For decades, activists as well as Israel’s state comptroller have pointed to wide disparities in income, education and urban planning between the city’s Jews and Arabs. A state comptroller’s report from 2019, soon after Barkat left office, said conditions in the city “have created, in East Jerusalem, a society with unique characteristics in which many feel feelings of discrimination, hardship and despair.”

In addition, violence in the city occasionally sparks wider conflagrations in Israel. Clashes between Israeli police and Palestinian protesters on the Temple Mount in Jerusalem’s Old City this spring led to interethnic conflict in cities across Israel, along with an 11-day conflict between Israel and Hamas in Gaza.

Barkat says the solution to many of these problems lies in doubling down on Jewish sovereignty over the entire city. He hopes for a world in which all Arab Jerusalemites apply for Israeli citizenship, as that would signal their acceptance of Israeli control over the city.

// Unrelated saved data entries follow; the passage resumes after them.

PR #838, opened 2023-12-12
feature: Support OpenQASM annotations in AutoQASM programs

### LINKED ISSUE #837: Support OpenQASM annotations in AutoQASM

rmshaffer:
*Issue #, if available:*
Resolves #837 

*Description of changes:*
Support `annotations` argument for subroutines, variables, ranges, and boxes. This will result in an OpenQASM annotation being added to the serialized program.

For example:
```
@aq.subroutine(annotations=["inline"])
def subroutine_test():
    pass

@aq.main
def main():
    subroutine_test()
```
produces:
```
OPENQASM 3.0;
@inline
def subroutine_test() {
}
subroutine_test();
```

*Testing done:*
Tests added to verify new functionality. tox passes.

## Merge Checklist

#### General

#### Tests

### DIFF
--- a/src/braket/experimental/autoqasm/api.py
+++ b/src/braket/experimental/autoqasm/api.py
@@ -95,7 +95,7 @@ def main(
 
 
 def subroutine(
-    func: Optional[Callable] = None, annotations: Optional[Iterable[str | tuple[str, str]]] = None
+    func: Optional[Callable] = None, annotations: Optional[str | Iterable[str]] = None
 ) -> Callable[..., aq_program.Program]:
     """Decorator that converts a function into a callable that will insert a subroutine into
     the quantum program.
@@ -103,9 +103,7 @@ def subroutine(
     Args:
         func (Optional[Callable]): Decorated function. May be `None` in the case where decorator
             is used with parentheses.
-        annotations (Optional[Iterable[str | tuple[str, str]]]): Annotations to be added to
-            the subroutine. The annotations can be either a string or a tuple of the form
-            (annotation_name, annotation_value).
+        annotations (Optional[str | Iterable[str]]): Annotations to be added to the subroutine.
 
     Returns:
         Callable[..., Program]: A callable which returns the converted
@@ -115,7 +113,7 @@ def subroutine(
         func,
         converter_callback=_convert_subroutine,
         converter_args={
-            "annotations": annotations or [],
+            "annotations": aq_types.make_annotations_list(annotations),
         },
     )
 
@@ -316,7 +314,7 @@ def _add_qubit_declaration(program_conversion_context: aq_program.ProgramConvers
 def _convert_subroutine(
     f: Callable,
     options: converter.ConversionOptions,
-    annotations: Iterable[str | tuple[str, str]],
+    annotations: Iterable[str],
     args: list[Any],
     kwargs: dict[str, Any],
 ) -> None:
@@ -329,9 +327,7 @@ def _convert_subroutine(
     Args:
         f (Callable): The function to be converted.
         options (converter.ConversionOptions): Converter options.
-        annotations (Iterable[str | tuple[str, str]]): Annotations to be added to
-            the subroutine. The annotations can be either a string or a tuple of the form
-            (annotation_name, annotation_value).
+        annotations (Iterable[str]): Annotations to be added to the subroutine.
         args (list[Any]): Arguments passed to the program when called.
         kwargs (dict[str, Any]): Keyword arguments passed to the program when called.
     """
--- a/src/braket/experimental/autoqasm/api.py
+++ b/src/braket/experimental/autoqasm/api.py
@@ -20,7 +20,7 @@ import functools
 import inspect
 from collections.abc import Callable
 from types import FunctionType
-from typing import Any, Optional, Union, get_args
+from typing import Any, Iterable, Optional, Union, get_args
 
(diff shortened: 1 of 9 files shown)


src/braket/experimental/autoqasm/api.py
```diff
@@ -94,19 +94,30 @@ def main(
...
     Returns:
         Callable[..., Program]: A callable which returns the converted
         quantum program when called.
     """
-    return _function_wrapper(func, converter_callback=_convert_subroutine)
+    return _function_wrapper(
+        func,
+        converter_callback=_convert_subroutine,
+        converter_args={
+            "annotations": annotations or [],
```
laurencap, line 118: Nice, seems like it was pretty straightforward to add this arg

src/braket/experimental/autoqasm/api.py
```diff
@@ -336,7 +351,9 @@ def _convert_subroutine(
 
             # Convert the function via autograph into an oqpy subroutine
             # NOTE: Process a clone of the function so that we don't modify the original object
-            oqpy_sub = oqpy.subroutine(_wrap_for_oqpy_subroutine(_clone_function(f), options))
+            oqpy_sub = oqpy.subroutine(annotations=annotations)(
```
laurencap, line 354: Interesting interface from oqpy for adding annotations. Easy enough though

src/braket/experimental/autoqasm/program/program.py
```diff
@@ -620,18 +629,19 @@ def else_block(self) -> contextlib._GeneratorContextManager:
         return self._control_flow_block(oqpy.Else(oqpy_program))
 
     def for_in(
-        self, iterator: oqpy.Range, iterator_name: Optional[str]
+        self, iterator: aq_types.Range, iterator_name: Optional[str]
```
laurencap, line 632: Nice one

src/braket/experimental/autoqasm/types/types.py
```diff
@@ -13,7 +13,9 @@
 
 """AutoQASM types and type utilities."""
 
-from typing import Any, Optional
+from __future__ import annotations
```
laurencap, line 16: Confusing, this is not the same annotations as we're mostly talking about here, this is some Python lang thing?

src/braket/experimental/autoqasm/types/types.py
```diff
@@ -41,21 +43,29 @@ def is_qasm_type(val: Any) -> bool:
...
+    ):
+        """Creates a range definition.
+
+        Args:
+            start (int): Start of the range.
+            stop (Optional[int]): End of the range. Defaults to None.
+            step (Optional[int]): Step of the range. Defaults to 1.
+            annotations (Optional[Iterable[str | tuple[str, str]]]): Annotations for the range.
+                The annotations can be either a string or a tuple of the form
+                (annotation_name, annotation_value).
```
laurencap, line 62: What's this? Why not only simple strings?

laurencap (approved):
Some comments. I think it's fine for a first iteration

src/braket/experimental/autoqasm/types/types.py
ajberdy: I would guess this maps to `@annotation_name annotation_value`, but I agree it's confusing. The OpenQASM spec (and AST) only defines annotations as containing a string. If my understanding of this is correct and we want to expose this feature, maybe we can give an example in the doc string.

src/braket/experimental/autoqasm/api.py
rmshaffer: It seems like `oqpy.subroutine(f, annotations=annotations)` should have worked, but it doesn't. @jcjaskula-aws may have more insight. I think the `oqpy.subroutine` is optimized for use as a decorator rather than being called directly. But in any case, yes, this is easy enough.

src/braket/experimental/autoqasm/types/types.py
rmshaffer: This is a good point, I was blindly copying oqpy behavior here. I'd be open to simplifying this in AutoQASM to just support a list of strings. After all, if someone wants the OQ3 style `@annotation_name annotation_value` they could just pass the string `"annotation_name annotation_value"`.

rmshaffer: See the OQ3 spec, which implies the name/value structure: https://openqasm.com/language/directives.html#annotations

But I do agree we could just represent this as a single string.

ajberdy: +1 I think this is a case where we can think about what feature *we* want to create and then map that to the IR feature.

rmshaffer: Ok, I've updated this PR so that our API takes annotations as `Optional[str, Iterable[str]]`. It's a little bit of an annoying type hint, but if we only accept `Iterable[str]` we lead the user right into the mistake of:
```
@aq.subroutine(annotations="inline")
```
which, because `str` is itself `Iterable[str]`, would produce
```
@i
@n
@l
@i
@n
@e
```

ajberdy: I don't mind the `Optional[str, Iterable[str]]` type. [Job decorator](https://github.com/amazon-braket/amazon-braket-sdk-python/blob/main/src/braket/jobs/hybrid_job.py#L49) does the same thing for a couple arguments

ajberdy (approved):

PR #846, opened 2023-12-22
feature: update circuit drawing

jcjaskula-aws:
*Issue #, if available:*
`N`, `C` characters are not conventional to denote (neg)controlled qubits. 
Circuits can also look nicer by using box drawing characters.

*Description of changes:*
- changed N and C to empty/full unicode circle
- use box drawing characters
- keep ascii diagram as legacy builder 
- move ascii_circuit_diagram.py and boxdrawing_circuit_diagram to text_circuit_diagram_builders/
- create a text_circuit_diagram.py containing helper functions to reuse common code. 

*Testing done:*
updated unit tests.

## Merge Checklist

#### General

#### Tests

### DIFF
--- a/src/braket/circuits/text_diagram_builders/unicode_circuit_diagram.py
+++ b/src/braket/circuits/text_diagram_builders/unicode_circuit_diagram.py
@@ -251,8 +251,9 @@ class UnicodeCircuitDiagram(TextCircuitDiagram):
         symbol = f"┤ {symbol} ├"
         return top, symbol, bottom
 
-    @staticmethod
+    @classmethod
     def _build_verbatim_box(
+        cls,
         symbol: Literal["StartVerbatim", "EndVerbatim"],
         connection: Literal["above", "below", "both", "none"],
     ) -> str:
@@ -267,7 +268,7 @@ class UnicodeCircuitDiagram(TextCircuitDiagram):
             top = "║"
             symbol = "╨"
         top = _fill_symbol(top, " ")
-        symbol = _fill_symbol(symbol, UnicodeCircuitDiagram._qubit_line_character())
+        symbol = _fill_symbol(symbol, cls._qubit_line_character())
         bottom = _fill_symbol(bottom, " ")
 
         return top, symbol, bottom


src/braket/circuits/angled_gate.py
```diff
@@ -46,7 +46,7 @@ def __init__(
                 printing a diagram of a circuit. The length must be the same as `qubit_count`, and
                 index ordering is expected to correlate with the target ordering on the instruction.
                 For instance, if a CNOT instruction has the control qubit on the first index and
-                target qubit on the second index, the ASCII symbols should have `["C", "X"]` to
+                target qubit on the second index, the ASCII symbols should have `["⏺", "X"]` to
```
ajberdy, line 49: I believe this is the wrong character being used. On mobile it shows up as ⏺️. I believe ● is the correct character.

image

test/unit_tests/braket/circuits/test_box_drawing_circuit_diagram.py
```diff
@@ -0,0 +1,986 @@
...
+            target=[1, 2],
+        )
+    )
+    expected = (
+        "T  : │     0     │  1  │     Result Types      │",
+        "                  ┌───┐     ┌─────────────┐     ",
+        "q0 : ───●─────────┤ H ├─────┤ Variance(Y) ├─────",
+        "        │         └───┘     └─────────────┘     ",
+        "        │               ┌─────────────────────┐ ",
+        "q1 : ───┼─────●─────────┤ Expectation(MyHerm) ├─",
```
laurencap, line 756: This doesn't support `Program`s with OpenQASM source, is that right? Asking here because I wonder how `measure q;` would look.

laurencap (commented):
outputs lgtm!

src/braket/circuits/box_drawing_circuit_diagram.py
```diff
@@ -0,0 +1,524 @@
...
+from braket.circuits.gate import Gate
+from braket.circuits.instruction import Instruction
+from braket.circuits.moments import MomentType
+from braket.circuits.noise import Noise
+from braket.circuits.result_type import ResultType
+from braket.registers.qubit import Qubit
+from braket.registers.qubit_set import QubitSet
+
+
+class BoxDrawingCircuitDiagram(CircuitDiagram):
```
ajberdy, line 31: I would imagine the high-level logic for constructing these diagrams is quite similar to `AsciiCircuitDiagram`. Can we share more logic between the two classes? Maybe even make `BoxxDrawingCircuitDiagram` a subclass of `AsciiCircuitDiagram` and factor out common logic into helper methods? That would help maintainability significantly

test/unit_tests/braket/circuits/test_box_drawing_circuit_diagram.py
```diff
@@ -0,0 +1,986 @@
...
+        Circuit()
+        .h(0)
+        .h(1)
+        .h(100)
+        .expectation(observable=Observable.Y() @ Observable.Z(), target=[0, 100])
+    )
+    expected = (
+        "T    : │  0  │    Result Types    │",
+        "        ┌───┐ ┌──────────────────┐ ",
+        "q0   : ─┤ H ├─┤ Expectation(Y@Z) ├─",
```
speller26, line 638: Not for this PR, but it'll be worth replacing `@` with `⊗`

test/unit_tests/braket/circuits/test_box_drawing_circuit_diagram.py
```diff
@@ -0,0 +1,986 @@
...
+        .cnot(1, 3)
+        .h(0)
+        .variance(observable=Observable.Y(), target=0)
+        .expectation(observable=Observable.Y(), target=2)
+        .sample(observable=Observable.Y())
+    )
+    expected = (
+        "T  : │     0     │  1  │          Result Types          │",
+        "                  ┌───┐   ┌─────────────┐  ┌───────────┐ ",
+        "q0 : ───●─────────┤ H ├───┤ Variance(Y) ├──┤ Sample(Y) ├─",
```
speller26, line 684: Shouldn't the `Y` observables be unlinked? This should be four separate Y measurements

ajberdy: For my own context, what does unlinked mean here?

ajberdy: Oh got it, in the same way that `Circuit.h([0, 1, 2, 3])` wouldn't put a link between the gates because they are separate 1-qubit operations

test/unit_tests/braket/circuits/test_box_drawing_circuit_diagram.py
```diff
@@ -0,0 +1,1021 @@
...
+# may not use this file except in compliance with the License. A copy of
+# the License is located at
+#
+#     http://aws.amazon.com/apache2.0/
+#
+# or in the "license" file accompanying this file. This file is
+# distributed on an "AS IS" BASIS, WITHOUT WARRANTIES OR CONDITIONS OF
+# ANY KIND, either express or implied. See the License for the specific
+# language governing permissions and limitations under the License.
+
```
krneta, line 13: Thanks for doing this, it does look A LOT nicer.

src/braket/circuits/circuit.py
```diff
@@ -82,6 +82,7 @@ class Circuit:
     """
 
     _ALL_QUBITS = "ALL"  # Flag to indicate all qubits in _qubit_observable_mapping
+    default_diagram_builder = BoxDrawingCircuitDiagram
```
krneta, line 85: We may not want to change the default until we've confirmed that there's no breaking changes when running our notebooks.

src/braket/circuits/ascii_circuit_diagram.py
```diff
@@ -31,8 +31,13 @@
...
 
-    @staticmethod
-    def build_diagram(circuit: cir.Circuit) -> str:
+    _vdelim = "|"
+    _qubit_line_char = "-"
+    _add_empty_line = True
+    _buffer_size = 0
+
+    @classmethod
+    def build_diagram(cls, circuit: cir.Circuit) -> str:
```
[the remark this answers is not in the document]
rmshaffer: Why does this need to be a `@classmethod`? Can't it still be a `@staticmethod`? Then it would still match the abstract method in `CircuitDiagram` base class, and no worries about backward incompatibility.

Probably changing `BoxDrawingCircuitDiagram` so that it inherits directly from `CircuitDiagram` would help here.

src/braket/circuits/box_drawing_circuit_diagram.py
```diff
@@ -0,0 +1,263 @@
...
+class BoxDrawingCircuitDiagram(AsciiCircuitDiagram):
+    """Builds ASCII string circuit diagrams using box-drawing characters."""
+
+    _vdelim = "│"
+    _qubit_line_char = "─"
+    _add_empty_line = False
+    _buffer_size = 4
+
+    @staticmethod
+    def build_diagram(circuit: cir.Circuit) -> str:
```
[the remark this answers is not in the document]
rmshaffer: I agree, the `Ascii` and `BoxDrawing` are fundamentally different things and probably should both inherit from `CircuitDiagram` directly.

And yes, I agree, any shared code between the two could be factored into static methods in some `TextCircuitDiagramUtilities` class or something like this.

src/braket/circuits/circuit.py
```diff
@@ -82,6 +82,7 @@ class Circuit:
     """
 
     _ALL_QUBITS = "ALL"  # Flag to indicate all qubits in _qubit_observable_mapping
+    default_diagram_builder = AsciiCircuitDiagram
```
krneta, line 85: I don't think we need this. Let's delete it.

src/braket/circuits/circuit.py
```diff
@@ -1495,7 +1496,7 @@ def __repr__(self) -> str:
             )
 
     def __str__(self):
-        return self.diagram(AsciiCircuitDiagram)
+        return self.diagram(self.default_diagram_builder)
```
krneta, line 1499: I think this should just call self.diagram() and use the default.

I think we should change def diagram() to use the new box drawing class as the default class.

src/braket/circuits/text_diagram_builders/ascii_circuit_diagram.py
```diff
@@ -0,0 +1,176 @@
...
+from braket.circuits.instruction import Instruction
+from braket.circuits.result_type import ResultType
+from braket.circuits.text_diagram_builders import text_circuit_diagram_utils
+from braket.registers.qubit_set import QubitSet
+
+
+class AsciiCircuitDiagram(CircuitDiagram):
+    """Builds ASCII string circuit diagrams."""
+
+    _vdelim = "|"  # Character that connects qubits of multi-qubit gates
```
krneta, line 32: These classes seem to have a mix of functionality and configuration and create a (soft) cyclic dependency. I think we can do either one or the other, and avoid the cycle. 

So, either:
 - we have a configuration that we pass into diagram_utils, and have it do the rest of the work based on the configuration
XOR
 - we have the circuit class call the diagram utils and pass in the diagram classes and have them handle the functionality where the configuration is relevant. 
 
I think it's confusing to have both.

test/unit_tests/braket/circuits/test_circuit.py
```diff
@@ -202,6 +203,12 @@ def test_str(h):
     assert str(h) == expected
 
 
+def test_change_diagram_builder(h):
+    Circuit.default_diagram_builder = BoxDrawingCircuitDiagram
```
krneta, line 207: As above, I think that this new one should be the default, and to change it, customers may need to call circuit.diagram(AsciiCircuitDiagram)

src/braket/circuits/text_diagram_builders/text_circuit_diagram.py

He blames the lack of adequate services in some Arab neighborhoods, particularly those beyond Israel’s security barrier, on the activity of some of their residents, which Barkat says poses a security risk.

“[When] the security is challenged, it’s difficult to bring in services, then there are gaps in quality of service,” he said. “The residents of Jerusalem must realize that if they want good services, they need to help us help them and decrease tension and decrease violence and they will get better service.”

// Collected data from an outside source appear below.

Issue #847, opened 2023-12-27
aq.subroutine does not support aq.Qubit argument type


ajberdy:
```
def bell(int[32] q0, int[32] q1) {
    h __qubits__[q0];
    cnot __qubits__[q0], __qubits__[q1];
}
```
should be replaced with
```
def bell(qubit q0, qubit q1) {
    h q0;
    cnot q0, q1;
}
```

PR #849, opened 2023-12-27
feat: support qubits as subroutine args

ajberdy:
*Issue #, if available:*

#847 

*Description of changes:*

Support qubit-type arguments in subroutines

*Testing done:*

Tests to be added. Currently verified with the following manual test:

```
from braket.devices import LocalSimulator
import braket.experimental.autoqasm as aq
from braket.experimental.autoqasm.instructions import h, cnot, measure


@aq.subroutine
def bell(q0: aq.Qubit, q1: aq.Qubit):
    h(q0)
    cnot(q0, q1)


@aq.subroutine
def n_bells(n: int, q0: aq.Qubit, q1: aq.Qubit):
    for i in aq.range(n):
        h(q0)
        cnot(q0, q1)


# note that num_qubits is not needed here
@aq.main
def my_program():
    bell(0, 1)
    n_bells(5, 2, 3)
    measure(range(4))


my_program.display()
print(LocalSimulator().run(my_program, shots=10).result().measurements)

"""
OPENQASM 3.0;
def bell(qubit q0, qubit q1) {
    h q0;
    cnot q0, q1;
}
def n_bells(int[32] n, qubit q0, qubit q1) {
    for int i in [0:n - 1] {
        h q0;
        cnot q0, q1;
    }
}
qubit[4] __qubits__;
bell(__qubits__[0], __qubits__[1]);
n_bells(5, __qubits__[2], __qubits__[3]);
bit[4] __bit_0__ = "0000";
__bit_0__[0] = measure __qubits__[0];
__bit_0__[1] = measure __qubits__[1];
__bit_0__[2] = measure __qubits__[2];
__bit_0__[3] = measure __qubits__[3];

{'__bit_0__': ['0001', '0001', '1110', '1110', '1110', '0001', '1110', '1101', '0010', '1110']}
"""

```
## Merge Checklist

#### General

#### Tests

### DIFF
--- a/src/braket/experimental/autoqasm/api.py
+++ b/src/braket/experimental/autoqasm/api.py
@@ -39,9 +39,8 @@ from braket.experimental.autoqasm.autograph.impl.api_core import (
     is_autograph_artifact,
 )
 from braket.experimental.autoqasm.autograph.tf_utils import tf_decorator
-from braket.experimental.autoqasm.instructions.qubits import QubitIdentifierType as Qubit
-from braket.experimental.autoqasm.instructions.qubits import is_qubit_identifier_type
 from braket.experimental.autoqasm.program.gate_calibrations import GateCalibration
+from braket.experimental.autoqasm.types import QubitIdentifierType as Qubit
 from braket.parametric import FreeParameter
 
 
@@ -649,7 +648,7 @@ def _convert_calibration(
         value = union_deco_func_args[name]
         is_qubit = i in gate_args.qubit_indices
 
-        if is_qubit and not is_qubit_identifier_type(value):
+        if is_qubit and not aq_types.is_qubit_identifier_type(value):
             raise errors.ParameterTypeError(f'Parameter "{name}" must have a type of aq.Qubit.')
 
         if not is_qubit and not isinstance(value, (float, oqpy.AngleVar)):
--- a/src/braket/experimental/autoqasm/api.py
+++ b/src/braket/experimental/autoqasm/api.py
@@ -351,6 +351,20 @@ def _convert_subroutine(
                 _wrap_for_oqpy_subroutine(_clone_function(f), options)
             )
 
+            # todo: need to validate in other codepaths too?
+            # Validate and declare used qubits
+            quantum_indices = {
+                i
+                # todo: is there a better way to access argument types?
+                for i, arg in enumerate(oqpy_sub.subroutine_declaration[1].arguments)
+                if isinstance(arg, qasm_ast.QuantumArgument)
+            }
+            args = [
+                (aq_instructions.qubits._qubit(arg) if i in quantum_indices else arg)
+                for i, arg in enumerate(args)
+            ]
+            # todo: validate targets with program_conversion_context.validate_gate_targets?
+
             # Process the program
             subroutine_function_call = oqpy_sub(oqpy_program, *args, **kwargs)
             program_conversion_context.register_args(args)
--- a/src/braket/experimental/autoqasm/api.py
+++ b/src/braket/experimental/autoqasm/api.py
@@ -350,11 +350,9 @@ def _convert_subroutine(
                 _wrap_for_oqpy_subroutine(_clone_function(f), options)
             )
 
-            # todo: need to validate in other codepaths too?
             # Validate and declare used qubits
             quantum_indices = {
                 i
-                # todo: is there a better way to access argument types?
                 for i, arg in enumerate(oqpy_sub.subroutine_declaration[1].arguments)
                 if isinstance(arg, qasm_ast.QuantumArgument)
             }
@@ -362,7 +360,6 @@ def _convert_subroutine(
                 (aq_instructions.qubits._qubit(arg) if i in quantum_indices else arg)
                 for i, arg in enumerate(args)
             ]
-            # todo: validate targets with program_conversion_context.validate_gate_targets?
 
             # Process the program
             subroutine_function_call = oqpy_sub(oqpy_program, *args, **kwargs)
--- a/src/braket/experimental/autoqasm/api.py
+++ b/src/braket/experimental/autoqasm/api.py
@@ -353,8 +353,8 @@ def _convert_subroutine(
             # Validate and declare used qubits
             quantum_indices = {
                 i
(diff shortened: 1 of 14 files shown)


src/braket/experimental/autoqasm/types/conversions.py
```diff
@@ -37,6 +38,10 @@ def map_parameter_type(python_type: type) -> type:
     """
     origin_type = typing.get_origin(python_type) or python_type
 
+    # todo see if we can reuse `is_qubit_identifier_type` or at least
```
yitchen-tim, line 41: We should avoid circular import if we move `is_qubit_identifier_type` to `types` module. The method is more of a type method than a qubit method anyway. 

However, `is_qubit_identifier_type` checks the type of instantiated object. Here, I think we can use `QubitIdentifierType` directly with `python_type is QubitIdentifierType`.

src/braket/experimental/autoqasm/api.py
```diff
@@ -351,6 +351,20 @@ def _convert_subroutine(
                 _wrap_for_oqpy_subroutine(_clone_function(f), options)
             )
 
+            # todo: need to validate in other codepaths too?
+            # Validate and declare used qubits
+            quantum_indices = {
+                i
+                # todo: is there a better way to access argument types?
```
yitchen-tim, line 358: `aq.gate` and `aq.gate_calibration` use `aq_program.GateArgs()` to separate qubit and non-qubit argument. It only separates qubit and float types there. I think subroutines consider more than these two types. One idea is we could generalize `GateArgs` to include more types beyond just qubit and float.

src/braket/experimental/autoqasm/types/conversions.py
ajberdy: Done, works!

ajberdy:
Diff blew up a bit from the `QubitIdentifierType` move, but it's just a lot of refactoring of where to import from at the top of several files

src/braket/experimental/autoqasm/api.py
ajberdy: Yes, I see. That sounds like a good path to me

src/braket/experimental/autoqasm/types/conversions.py
yitchen-tim: thanks for refactoring!

src/braket/experimental/autoqasm/api.py
rmshaffer: One difference is that `GateArgs` allows arbitrary ordering of the qubit and angle args in Python, and then separates them out as required for OQ3 gate definitions. For subroutines we want the order in Python and the order in OQ3 to match exactly (right? can anyone think of a counterexample to this?).

src/braket/experimental/autoqasm/api.py
```diff
@@ -351,6 +350,20 @@ def _convert_subroutine(
...
+                for i, arg in enumerate(oqpy_sub.subroutine_declaration[1].arguments)
+                if isinstance(arg, qasm_ast.QuantumArgument)
```
rmshaffer, line 359: Is there a reason you need to get these from the `oqpy` subroutine declaration? What if you just look at the signature of the (Python) function returned from `_wrap_for_oqpy_subroutine`, or even just the signature of the (Python) function `f`?

src/braket/experimental/autoqasm/instructions/gates.py
```diff
@@ -20,8 +20,8 @@
 
 from braket.circuits.free_parameter_expression import FreeParameterExpression
 
+from ..types import QubitIdentifierType
```
rmshaffer, line 23: [nit] we've been using the full path for these, i.e. `braket.experimental.autoqasm.types` rather than `..types`.

src/braket/experimental/autoqasm/api.py
ajberdy: Yes, though here we do want to filter out only the qubit args.

src/braket/experimental/autoqasm/instructions/gates.py
ajberdy: I think pycharm matches whatever is used in the file and probably picked up on the relative import right below. I'll update both

src/braket/experimental/autoqasm/api.py
rmshaffer: Yeah, I agree, just trying to think through how this will work when we abstract `oqpy` out of this code. I imagine we will end up using the Python signatures here.

laurencap:
cool feature

src/braket/experimental/autoqasm/instructions/gates.py
ajberdy: Getting import errors when I switch this to absolute imports, maybe that's why the line below is using a relative import? Not sure that this is worth prioritizing before the Program refactor, which will likely alter file structure

src/braket/experimental/autoqasm/program/program.py
```diff
@@ -470,7 +470,6 @@ def validate_gate_targets(self, qubits: list[Any], angles: list[Any]) -> None:
             angles (list[Any]): The list of target angles to validate.
 
         Raises:
-            errors.InvalidTargetQubit: Target qubits are invalid in the current context.
```
rmshaffer, line 473: Did you mean to remove this? It looks like the call to `_validate_verbatim_target_qubits` could still raise this error.

src/braket/experimental/autoqasm/program/program.py
```diff
@@ -330,11 +330,11 @@ def register_gate(self, gate_name: str) -> None:
                     f"block. The native gates of the device are: {native_gates}"
                 )
 
-    def register_args(self, args: list[Any]) -> None:
+    def register_args(self, args: tuple[Any]) -> None:
```
rmshaffer, line 333: could this hint just be `Iterable`?

rmshaffer (commented):
Looks good overall, thanks for adding this feature! Left a few comments.

src/braket/experimental/autoqasm/program/program.py
ajberdy: Ah good call, I totally missed that lol

rmshaffer (approved):
Thanks for making the changes!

Barkat, like Netanyahu, opposes the establishment of a Palestinian state. But he doesn’t see Jerusalem as a model for the wider relationship between Israelis and Palestinians.

Instead, like Netanyahu, he has proposed that Palestinians accept autonomy under Israeli security control, along with a plan to bolster Palestinian economic development. Palestinian leadership, as well as Palestinians more broadly, have flatly rejected the idea of remaining permanently under Israeli control.

“We must never allow two states because it’s a security threat that we cannot bear,” Barkat said. “We’ll need a special solution, [as] happens sometimes here and there in the world, where they have civil autonomy and we have full security [control].”

Barkat did hint at possible differences between himself and his party boss. While Netanyahu was known for an increasingly close alignment with the Republican Party in the U.S., Barkat emphasized the importance of bipartisan support for Israel.

“If we talk about the relationship with the United States, I think we should, both sides, make strides to decrease the partisan issues, be more considerate of the different interests,” he said.

But when it comes to the existential issues facing Israel, including whether and how to address its control of millions of Palestinians, Barkat says he has traveled to the United States not just to speak for Likud, but in the name of all Israelis — even if he won’t be their leader just yet.

“We must not go that path,” he said regarding the reopening of the consulate. “This is my real position and I will do everything I can to stop it.”